Monday, January 12, 2009

Taking it elsewhere: Iran and nuclear ambition

[Editor's note: I have been a follower of the Steve Jackson's Games corporate online forum for some years now. Recently, a conversation has been begun there that I'd like to add some outside commentary on. You can find the original conversation here.]

I believe there are a few key points that have been forgotten here:

1) Iran self-identifies as an "Islamic Republic". Its government is to a certain extent a representative democracy, albeit one whose candidates are all vetted and approved by the ruling Theocratic Guardian Council. In the late 1990's, that council was increasingly experimenting with permitting moderate, pro-western candidates to run and win elections. This was in response to thawing Western relations, and a growing educated, pro-Western, pro-secular young adult demographic within Iran itself.
This experiment with political moderation ended in 2002, with a return to hard-line, anti Western and pro-Ayatollah candidates, including current President Achmadenijhad.
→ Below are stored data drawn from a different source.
PR #9204, opened 2016-05-19
os/filestore: fix omap fsid related fd leak

xiexingguo:


xiexingguo:
@liewegas  Some fd leak fixes. 
Once you are available, thanks:-)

This backlash was almost certainly induced by President Bush's choice to include Iran in the "Axis of Evil."

2) President Achmadenijhad is not quite the nutcase that the Western and U.S. media portrays him as being. In nearly every instance where he has been demonized for threatening Israel (whose close relation to the U.S. is a matter much too large for this posting), a deeper inspection of the transcript of his remarks usually shows such threats in the context of a hypothetical attack by Israel on Iran. Responding to attack with a counter-attack, while damaging to world peace, is still usually considered the perogative of a nation-state.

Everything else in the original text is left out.